Parallels between Dublin and East Berlin became clear when hacks taking us for Osties began to ask for interviews, writes ANN MARIE HOURIHANE
YOU KNOW those columns where boring old hacks reminisce about times gone by, the fascinating events they have lived through and how right the boring old hack has always been about everything? Well this is one of those columns. By rights it should be delivered from the book-lined reading room of some old colonialists’ club, with me swigging whiskey and soda and you furtively ordering a cab. Instead I’m on a computer, and you might be too. Luckily, smugness does not change with the fashions. The thing is, I was in Berlin when the Berlin Wall came down.
I am not saying that I have anything intelligent to say about the Berlin Wall coming down; but then it doesn’t seem that anyone else does either. Actually, pretty well everything intelligent to be said about the fall of the Berlin Wall had already been said before the three of us flew out of Dublin on our way to Germany in November 1989. Berlin 20 years ago was awash with camera crews and commentators and more like a film set than anything else.
Presumably it is like that again now, on the 20th anniversary of that strange week.
The most striking thing about West Berlin at that time was that, to Irish people, even Irish people who were working in television and therefore quite prosperous, it seemed so extraordinarily rich. I was travelling with a female television producer and a male production assistant, both of whom spoke German. They were well able to identify the banned anthems playing on the radio in the taxi cabs.
But nothing could have prepared us for the richness of West Berlin. We gawped at the cars and the clothes, like yokels in a city for the first time. Even the air seemed to be cushioned with money, like the air in Zurich. We walked through West Berlin like those lonely representatives of the Star Trek crew when they have been beamed down to the surface of yet another new planet. It was really like being in another world.

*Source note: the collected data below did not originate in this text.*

PR #5936, opened 2025-06-05
[Bug] Fix Rattled Speed Stat Increase Delayed until End of Turn

### LINKED ISSUE #5516: [Bug] Rattled Speed Stat Increase Delayed until End of Turn
### Describe the bug

When activated by Intimidate, Rattled boosts Speed after all other Pokemon have been considered, instead of immediately.
- When switching, this results in the new Pokemon gaining the Speed boost instead of the Rattled Pokemon
- On Battle start, Rattled's speed boost is only handled after other Pokemon's stat modifications have been resolved.

Link to Discord's Bug Report (Rattled Intimidate Interaction)
https://discord.com/channels/1125469663833370665/1349072523756568607

### Reproduction

Start run with Gimmighoul - Chest, and 2 other Pokemon. 
Use False Swipe against an Opponent, and then use Trick Room.
- When the opponent switches, switch out Gimmighoul as well
```
    STARTING_WAVE_OVERRIDE: 25,

    STARTING_LEVEL_OVERRIDE: 100,

    MOVESET_OVERRIDE: [Moves.FALSE_SWIPE, Moves.TRICK_ROOM],

    OPP_ABILITY_OVERRIDE: Abilities.INTIMIDATE,	
	
```

```
    STARTING_WAVE_OVERRIDE: 8,

    STARTING_LEVEL_OVERRIDE: 100,

    MOVESET_OVERRIDE: [Moves.FALSE_SWIPE, Moves.TRICK_ROOM],

    OPP_ABILITY_OVERRIDE: Abilities.INTIMIDATE,
```

### Expected behavior

Rattled should boost speed immediately after it's triggered by Intimidate.

### Screenshots / Videos

Rattled 1v1

https://github.com/user-attachments/assets/4a680526-7c67-4f64-b40d-ee6c3b1fff04

Rattled 2v2

https://github.com/user-attachments/assets/fdcd08a5-b385-4ef2-9f77-eb7cf6e907dc

<details><summary>Defiant is correct</summary>

Defiant 2v2

https://github.com/user-attachments/assets/13f7954a-c56e-44b1-9dcb-20d028e53773

Defiant Entry is correct

https://github.com/user-attachments/assets/1477a432-1a0f-4442-a381-a91b79abebf6

</details> 

### Session export file

_No response_

### User data export file

_No response_

### Additional context

_No response_

Gamez0:

Currently, when the opponent changes their Pokémon and Rattle is activated, the attack power is lowered and then the speed does not increase right away. This PR aims to fix this issue.

Fixes #5516 

- ability.ts

In the place where `pushPhase` was done, use `globalScene.findPhase`.
If there is a `MovePhase` or `SwitchSummonPhase` in the `phaseQueue`, `prependToPhase`is done based on the found phase,
and if there is none, `pushPhase` is done as before.

## How to test the changes?

1. Set overrides in src/overrides.ts
```ts
const overrides = {
  STARTING_WAVE_OVERRIDE: 25,

  STARTING_LEVEL_OVERRIDE: 100,

  MOVESET_OVERRIDE: [MoveId.FALSE_SWIPE, MoveId.TRICK_ROOM],

  OPP_ABILITY_OVERRIDE: AbilityId.INTIMIDATE,

  OPP_MOVESET_OVERRIDE: [MoveId.PIN_MISSILE] // Bug type move (optional)

```
2. Start battle

3. Check speed raise after attack falls

4. Use False Swipe against an Opponent, and then use Trick Room.

5. When the opponent switches, switch out Gimmighoul as well

## Checklist
~~[ ] Have I created new automated tests (`npm run create-test`) or updated existing tests related to the PR's changes?~~

~~Are there any localization additions or changes? If so:
[ ] Has a locales PR been created on the [locales](https://github.com/pagefaultgames/pokerogue-locales) repo?
  [ ] If so, please leave a link to it here: 
 [ ] Has the translation team been contacted for proofreading/translation?~~

### DIFF
--- a/src/data/abilities/ability.ts
+++ b/src/data/abilities/ability.ts
@@ -2130,7 +2130,12 @@ export class PostIntimidateStatStageChangeAbAttr extends AbAttr {
 
   override apply(pokemon: Pokemon, passive: boolean, simulated:boolean, cancelled: BooleanHolder, args: any[]): void {
     if (!simulated) {
-      globalScene.pushPhase(new StatStageChangePhase(pokemon.getBattlerIndex(), false, this.stats, this.stages));
+      const newStatStageChangePhase = new StatStageChangePhase(pokemon.getBattlerIndex(), false, this.stats, this.stages)
+      if(globalScene.findPhase(m => m instanceof MovePhase)){
+        globalScene.prependToPhase(newStatStageChangePhase, MovePhase)
+      }else {
+        globalScene.pushPhase(newStatStageChangePhase);
+      }
     }
     cancelled.value = this.overwrites;
   }
--- a/src/data/abilities/ability.ts
+++ b/src/data/abilities/ability.ts
@@ -2133,6 +2133,8 @@ export class PostIntimidateStatStageChangeAbAttr extends AbAttr {
       const newStatStageChangePhase = new StatStageChangePhase(pokemon.getBattlerIndex(), false, this.stats, this.stages)
       if(globalScene.findPhase(m => m instanceof MovePhase)){
         globalScene.prependToPhase(newStatStageChangePhase, MovePhase)
+      } else if(globalScene.findPhase(m => m instanceof SwitchSummonPhase)){
+        globalScene.prependToPhase(newStatStageChangePhase, SwitchSummonPhase)
       }else {
         globalScene.pushPhase(newStatStageChangePhase);
       }


Bertie690:
Can we get a few automated tests for this?

test/abilities/rattled.test.ts
```diff
@@ -0,0 +1,50 @@
...
+      .moveset([MoveId.FALSE_SWIPE, MoveId.TRICK_ROOM])
+      .ability(AbilityId.RATTLED)
+      .battleType(BattleType.TRAINER)
+      .disableCrits()
+      .enemySpecies(SpeciesId.MAGIKARP)
+      .enemyAbility(AbilityId.INTIMIDATE)
+      .enemyMoveset(MoveId.PIN_MISSILE);
+  });
+
+  it("should reduce attack and then increase speed", async () => {
```
Bertie690:
```suggestion
  it("should trigger and boost speed immediately after Intimidate attack drop on initial send out", async () => {
```

test/abilities/rattled.test.ts
```diff
@@ -0,0 +1,50 @@
...
+    await game.classicMode.runToSummon([SpeciesId.GIMMIGHOUL]);
```
Bertie690:
```suggestion
    // `runToSummon` used instead of `startBattle` to avoid skipping past initial "post send out" effects
    await game.classicMode.runToSummon([SpeciesId.GIMMIGHOUL]);
```

Use `startBattle` - `runToSummon` is a bit weird sometimes.
(IDK why it's even exported but ehhhh...)

test/abilities/rattled.test.ts
```diff
@@ -0,0 +1,50 @@
...
+    const playerPokemon = game.scene.getPlayerPokemon();
+    await game.phaseInterceptor.to("StatStageChangePhase");
+
+    expect(playerPokemon!.getStatStage(Stat.ATK)).toBe(-1);
+    expect(playerPokemon!.getStatStage(Stat.SPD)).toBe(0);
+
+    await game.phaseInterceptor.to("StatStageChangePhase");
+
+    expect(playerPokemon!.getStatStage(Stat.ATK)).toBe(-1);
+    expect(playerPokemon!.getStatStage(Stat.SPD)).toBe(1);
```
Bertie690: There are new test utils for this fwiw
```suggestion
    const playerPokemon = game.field.getPlayerPokemon();
    await game.phaseInterceptor.to("StatStageChangePhase");

    expect(playerPokemon.getStatStage(Stat.ATK)).toBe(-1);
    expect(playerPokemon.getStatStage(Stat.SPD)).toBe(0);

    await game.phaseInterceptor.to("StatStageChangePhase");

    expect(playerPokemon.getStatStage(Stat.ATK)).toBe(-1);
    expect(playerPokemon.getStatStage(Stat.SPD)).toBe(1);
```

Gamez0:
@Bertie690 
I added a test to check the order of stat changes. (https://github.com/pagefaultgames/pokerogue/pull/5936/commits/400733442e284081d6650dcc08440f3bdaddaa4f, attack falls first then speed increases) 

It would be nice if there was a test for when the pokemon are swapped, but I don't know how to write a test code that forces the enemy trainer to change pokemon. There doesn't seem to be many examples, so could you please give me some?

test/abilities/rattled.test.ts
```diff
@@ -0,0 +1,50 @@
...
+    game.phaseInterceptor.restoreOg();
+  });
+
+  beforeEach(() => {
+    game = new GameManager(phaserGame);
+    game.override
+      .moveset([MoveId.FALSE_SWIPE, MoveId.TRICK_ROOM])
+      .ability(AbilityId.RATTLED)
+      .battleType(BattleType.TRAINER)
+      .disableCrits()
```
Bertie690: Might be paranoid but better overly paranoid than not...?
```suggestion
      .disableCrits()
      .battleStyle("single")
```

src/data/abilities/ability.ts
```diff
@@ -2130,7 +2130,14 @@ export class PostIntimidateStatStageChangeAbAttr extends AbAttr {
 
   override apply(pokemon: Pokemon, passive: boolean, simulated:boolean, cancelled: BooleanHolder, args: any[]): void {
     if (!simulated) {
```
Bertie690, line 2625: Can we get an early return here?

src/data/abilities/ability.ts
```diff
@@ -2130,7 +2130,14 @@ export class PostIntimidateStatStageChangeAbAttr extends AbAttr {
...
-      globalScene.pushPhase(new StatStageChangePhase(pokemon.getBattlerIndex(), false, this.stats, this.stages));
+      const newStatStageChangePhase = new StatStageChangePhase(pokemon.getBattlerIndex(), false, this.stats, this.stages)
+      if(globalScene.findPhase(m => m instanceof MovePhase)){
+        globalScene.prependToPhase(newStatStageChangePhase, MovePhase)
+      } else if(globalScene.findPhase(m => m instanceof SwitchSummonPhase)){
+        globalScene.prependToPhase(newStatStageChangePhase, SwitchSummonPhase)
+      }else {
```
```suggestion
      if (globalScene.findPhase(m => m instanceof MovePhase)) {
        globalScene.prependToPhase(newStatStageChangePhase, MovePhase)
      } else if (globalScene.findPhase(m => m instanceof SwitchSummonPhase)) {
        globalScene.prependToPhase(newStatStageChangePhase, SwitchSummonPhase)
      } else {
```

Bertie690: Wouldn't it make more sense to use `unshiftPhase` to have it trigger immediately rather than "before the next action that may or may not occur"?

test/abilities/rattled.test.ts
Bertie690: EDIT - I realized this _has_ to use `runToSummon` as it checks for reactions to a start-of-battle send-out (whereas `startBattle` skips over everything before the first `CommandPhase`).

Changed review to add comment justifying usage

Bertie690:
> It would be nice if there was a test for when the pokemon are swapped, but I don't know how to write a test code that forces the enemy trainer to change pokemon. There doesn't seem to be many examples, so could you please give me some?

`game.forceEnemyToSwitch` and `game.doSwitchPokemon` in `gameManager.ts` are helper functions to force each side (enemy/player) to switch to a party member. Either works fine (though the latter requires specifying 2+ species in the `startBattle` array so you have smthng to swap to).

The switch test can _probably_ just check order of effects rather than actual stat boost application (since the first test does already).

src/data/abilities/ability.ts
Gamez0: You have a point. I modified this in this way because @DayKev first suggested that this part should be changed. I think it would be good to ask @DayKev for his opinion as well.

src/data/abilities/ability.ts
Gamez0: https://github.com/pagefaultgames/pokerogue/pull/5936/commits/92e45fba81c9bdb16464190f909dc3dba12c77ce Thank you @Bertie690. Please make sure I changed it the way you intended.

src/data/abilities/ability.ts
DayKev: I suggested `unshiftPhase` in the linked issue, afaik that's all that needs to be done.

Gamez0: @Bertie690 @DayKev 
When using `unshiftPhase`, I figure out rattled was triggered first and then intimated was triggered. From what I understand Rattled is the ability that reacts to certain types of moves. So it seems natural that the intimated effect would be shown first and then rattled would be triggered. I mentioned it in the description above. 
(This was one of the reason I wrote this test https://github.com/pagefaultgames/pokerogue/pull/5936/commits/400733442e284081d6650dcc08440f3bdaddaa4f)

> Why I didn't do it the suggested way:
https://github.com/pagefaultgames/pokerogue/issues/5516#issuecomment-2834364564, the speed increase phase due to rattle will occur before the attack decrease phase due to intimidation. So we need to check if it's before switching to a specific phase and do pushPhase or prependToPhase depending on the situation.

Gamez0:
Thank you @Bertie690. With your help I wrote another test. https://github.com/pagefaultgames/pokerogue/pull/5936/commits/6bf78cd732a5f020be005c3c6d8958cb6db22879

src/data/abilities/ability.ts
Bertie690: I'll try and tinker and see what I come up with.
Making it `unshiftPhase` would mean the flyout stays for the duration of the stat boost message phase.

SirzBenjie (approved):

src/data/abilities/ability.ts
DayKev: Ah, gotcha.

src/data/abilities/ability.ts
```diff
@@ -2129,9 +2129,20 @@ export class PostIntimidateStatStageChangeAbAttr extends AbAttr {
   }
 
   override apply(pokemon: Pokemon, passive: boolean, simulated:boolean, cancelled: BooleanHolder, args: any[]): void {
-    if (!simulated) {
-      globalScene.pushPhase(new StatStageChangePhase(pokemon.getBattlerIndex(), false, this.stats, this.stages));
+    if (simulated) {
+      cancelled.value = this.overwrites;
+      return
```
```suggestion
      return;
```

src/data/abilities/ability.ts
```diff
@@ -2129,9 +2129,20 @@ export class PostIntimidateStatStageChangeAbAttr extends AbAttr {
...
 
   override apply(pokemon: Pokemon, passive: boolean, simulated:boolean, cancelled: BooleanHolder, args: any[]): void {
-    if (!simulated) {
-      globalScene.pushPhase(new StatStageChangePhase(pokemon.getBattlerIndex(), false, this.stats, this.stages));
+    if (simulated) {
+      cancelled.value = this.overwrites;
+      return  
+    }
+
+    const newStatStageChangePhase = new StatStageChangePhase(pokemon.getBattlerIndex(), false, this.stats, this.stages)
```
```suggestion
    const newStatStageChangePhase = new StatStageChangePhase(pokemon.getBattlerIndex(), false, this.stats, this.stages);
```

src/data/abilities/ability.ts
```diff
@@ -2129,9 +2129,20 @@ export class PostIntimidateStatStageChangeAbAttr extends AbAttr {
...
+    if (globalScene.findPhase(m => m instanceof MovePhase)) {
+      globalScene.prependToPhase(newStatStageChangePhase, MovePhase)
```
```suggestion
      globalScene.prependToPhase(newStatStageChangePhase, MovePhase);
```

src/data/abilities/ability.ts
```diff
@@ -2129,9 +2129,20 @@ export class PostIntimidateStatStageChangeAbAttr extends AbAttr {
...
+    } else if (globalScene.findPhase(m => m instanceof SwitchSummonPhase)) {
+      globalScene.prependToPhase(newStatStageChangePhase, SwitchSummonPhase)
```
```suggestion
      globalScene.prependToPhase(newStatStageChangePhase, SwitchSummonPhase);
```

src/data/abilities/ability.ts
```diff
@@ -2129,9 +2129,20 @@ export class PostIntimidateStatStageChangeAbAttr extends AbAttr {
...
+    } else {
+      globalScene.pushPhase(newStatStageChangePhase);
     }
+
```
```suggestion

```

DayKev (approved):

DayKev (dismissed):

Bertie690:
PR REVIEW:
https://github.com/Gamez0/pokerogue/pull/1

src/data/abilities/ability.ts
Bertie690: OK so apparently this happens because the clown who did guard dog merged its intimidate immunity into `PostIntimidateStatStageChangeAbAttr` (instead of using `IntimidateImmunityAbAttr`), and thus triggered Rattled _BEFORE_ Intimidate to allow it to be canceled. 
Separating out the attributes for Guard Dog lets us trigger rattled after intim and use `unshiftPhase`.

Bertie690 (approved):
LGTM!
Short and sweet PR.

DayKev (approved):

Gamez0:
Hello @DayKev 
Just letting you know that I think this PR is ready to be merged. Please take a look when you have a chance. Thanks!

DayKev (dismissed):

SirzBenjie:
I can't believe this didn't get in. Sincere apologies, @Gamez0, we'll get this in for 1.10.8

SirzBenjie:
@emdeann I marked one of the tests on here as TODO because I didn't have time to figure out how to force rattled's speed stat stage increase to trigger after the intimidate one.

src/data/abilities/ability.ts
```diff
@@ -2633,16 +2633,14 @@ export class IntimidateImmunityAbAttr extends CancelInteractionAbAttr {
...
-  constructor(stats: readonly BattleStat[], stages: number, overwrites?: boolean) {
+  constructor(stats: readonly BattleStat[], stages: number) {
     super(true);
     this.stats = stats;
     this.stages = stages;
-    this.overwrites = !!overwrites;
   }
 
-  override apply({ pokemon, simulated, cancelled }: AbAttrParamsWithCancel): void {
+  override apply({ pokemon, simulated }: AbAttrParamsWithCancel): void {
```
```suggestion
  override apply({ pokemon, simulated }: AbAttrBaseParams): void {
```

test/abilities/rattled.test.ts
```diff
@@ -0,0 +1,132 @@
...
+
+    expect(feebas).toHaveStatStage(Stat.ATK, -1);
+    expect(feebas).toHaveStatStage(Stat.SPD, 1);
+    // Nothing but show/hide ability phases should be visible
+    for (const log of game.phaseInterceptor.log) {
+      expect(log).toBeOneOf(["ShowAbilityPhase", "HideAbilityPhase", "StatStageChangePhase", "MessagePhase"]);
+    }
+  });
+
+  it("should activate after Intimidate from enemy switch", async () => {
```
Bertie690:
```suggestion
  // TODO: This is also flaky 
  it.todo("should activate after Intimidate from enemy switch", async () => {
```

src/data/abilities/ability.ts
```diff
@@ -2858,6 +2853,9 @@ export class PostSummonStatStageChangeAbAttr extends PostSummonAbAttr {
           this.stages,
         );
       }
+      // TODO: Ensure that the stat stage change phase applied here applies after intimidate's
+      // TODO: This will cause rattled to increase with scrappy if mon has both.
+      applyAbAttrs("PostIntimidateStatStageChangeAbAttr", params);
```
emdeann, line 2858:
```suggestion
if (!cancelled.value) {
  globalScene.phaseManager.unshiftNew(
    "StatStageChangePhase",
    opponent.getBattlerIndex(),
    false,
    this.stats,
    this.stages,
  );
        
  applyAbAttrs("PostIntimidateStatStageChangeAbAttr", params);
}
```
Isn't it pretty cut and dry that "PostIntimidateStatStageChangeAbAttr" should only activate if the intimidate actually happened? This would mean Guard Dog would have to be done differently of course

Bertie690: > Isn't it pretty cut and dry that "PostIntimidateStatStageChangeAbAttr" should only activate if the intimidate actually happened? 

No - the only 2 things that do this are Rattled (which we have no info on) and Guard Dog (which 100% does).

I'd rather not give Guard Dog a custom attribute whose only job is to add a side effect to `CancelInteractionAbAttr` 

Anywho might as well ask balteam about it

Bertie690: Also I'll request you hold off on this suggestion for now since it will almost certainly break guard dog as it was refactored in this PR.

We can discuss how it _should_ work later, but I'd rather not lump unrelated changes in a PR that should've been merged 2 update cycles ago.

emdeann: With the way this is written right now, Rattled will activate even when intimidate does not due to a substitute being up. That's not a balance team issue, it's strictly incorrect compared to mainline behavior.

What's the problem with giving guard dog a different attribute? Leaving it as "PostIntimidateStatStageChangeAbAttr" is dumb because it objectively does not happen "post intimidate". You could even just add a `replacement` stat stage to `IntimidateImmunityAttr`

emdeann: This isn't the type of thing I want to split into a separate PR because we'd be leaving it in a buggy state until some unknown later pr is merged

I really want to stress how nonsensical it is for an ability to have both `PostIntimidate` and `IntimidateImmunity`

emdeann:
Apologies that it's taken so long to get this PR in, things get missed unfortunately. I'd like to status check real quick:

The bug this is looking to fix doesn't exist anymore because I unknowingly fixed it as part of implementing dynamic turn order. However, I don't want to throw this PR away as there are still issues with this interaction. 

1. You moved the `applyAbAttrs("PostIntimidateStatStageChangeAbAttr", params);` call to below the phase application of Intimidate. This is good, but it needs to _only_ happen if the intimidate actually activated (i.e. inside the `if (!cancelled.value)` block. The reason is that Rattled (PostIntimidateStatStageChangeAbAttr) should not activate if intimidate was blocked by a substitute or another ability like Scrappy.

2. Guard Dog has a couple interaction issues that need to be fixed. The above change obviously would break it, because it itself cancels intimidate. 

The main idea here is that Guard Dog is emphatically _not_ an "intimidate immunity". It reverses the stat change of intimidate, but the intimidate is still applied. This is verifiable on cartridge by observing that a pokemon with Guard Dog will activate its held Adrenaline Orb when intimidated (unlike with scrappy or a substitute). 

What you need to do instead is create a new ability attribute for Guard Dog that reverses the stat change but does not cancel intimidate. It would be simple, something like 
```ts
export class FlipIntimidateAbAttr extends AbAttr {
  override canApply({cancelled}: AbAttrParamsWithCancel): boolean {
    return !cancelled.value;
  }

  override apply({cancelled}: AbAttrParamsWithCancel) {
    cancelled.value = true;
  }
}
```
and then
```ts
      if (!cancelled.value) {
        applyAbAttrs("FlipIntimidateAbAttr", {pokemon: opponent, cancelled: flipped})

        globalScene.phaseManager.unshiftNew(
          "StatStageChangePhase",
          opponent.getBattlerIndex(),
          false,
          this.stats,
          flipped.value ? this.stages * -1 : this.stages,
        );
 ```
This would allow correct interactions like Rattled activating with Guard Dog but not if the intimidate was cancelled. Note that balance team has requested that if a pokemon has an intimidate blocker like Scrappy and Guard Dog, Guard Dog should be the one to activate. The little example I gave hasn't considered that.

@Gamez0 Is this something you're willing to work on? I don't want to usurp your work but I do understand that this is quite different from the original PR, so I can take it over if you're not feeling it

Gamez0:
@emdeann Please feel free to take over. Sorry for late response.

The German camera crew we were to use for our report arrived – amazing to be able to remember this, 20 years later – in a Mercedes estate. They were exotic to us, and rather unexcited at the prospect of working with three Irish people – although this ennui, we reassured ourselves, is common amongst freelance camera crews. The two of them were wearing enough expensive male casual clothing – a lot of punched suede, if I recall – to make us cough slightly.
My main memory of our 24-hour stay in the Berlin of November 1989 is of looking for people to interview, then interviewing them until their ears bled. We met a group of orchestra members from East Berlin who didn’t really want to talk about it – who could blame them? – preferring to watch some south American women dancing instead. It was embarrassing to see such sophisticated people – much more sophisticated than we were ourselves – treated like something in a zoo. I think there were crowds queuing at the West Berlin branch of McDonalds, but that could be a dream.
Most of the East Berliners we spoke to were heading for Paris, thanks very much. No one was boasting about the collapse of communism. Or the reunification of Germany. In fact it was a bit like being at a Christmas party at which no one mentioned Christmas. The celebration alone was what was meant to occupy us, and the people who really had something to say kept quiet.
East Berlin itself looked very much as large tracts of Dublin had looked in the 1970s, and in some cases still did. There was nothing in East Berlin more shabby and derelict than, for example, Clanbrassil Street. And nowhere in East Berlin, bombed, bullet-ridden and crushed as it was, looked any worse than Lower Mount Street or Gardiner Street or Mountjoy Square or indeed O’Connell Street.
This parallel between the two cities must have shown in our faces, because a strange thing happened: other journalists started asking us for interviews. They thought that we were Ost Berliners. It could have been that the German spoken by my two colleagues was so idiomatic that foreigners were fooled. But no. It was just that we dressed like the Ost Berliners. We were in the nylon jumpers and the stone-washed denim and the leather jackets that were the uniform of the people coming over the Wall.
The production assistant, a redhead, began to feel a little bit harassed every time someone said “Ost Berliner?” to him, replying with some asperity that he was, in fact, from Moate. (Hi, Brian!) It had been obvious from the start that the only thing that distinguished East Berliners from the people congratulating them, interviewing them, filming them and patronising them was the fact that they were so badly dressed. In other words, that they were so much poorer than everybody else in Berlin – except for us.
Shortly after our return, I threw away my piece of the Berlin Wall. There is only so much crumbling concrete breeze-block you can try to make sacred. And shortly after that again our contemporaries began to return from abroad and Ireland began to get rich. But that’s another story.